PR #27, opened 2020-06-08
CI: Fix call to release init script

hairmare:


eyenx:
is this just a rename of a file?

PR #31, opened 2020-06-08
Abort publishing GitHub Pages if no changes where staged

hairmare:


hairmare:
> This is the last one right? :P

I hope so :facepalm:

**What to do:** Search the entries above for "opened". Show every line that has it.

**Reply to the task:**
PR #27, opened 2020-06-08
PR #31, opened 2020-06-08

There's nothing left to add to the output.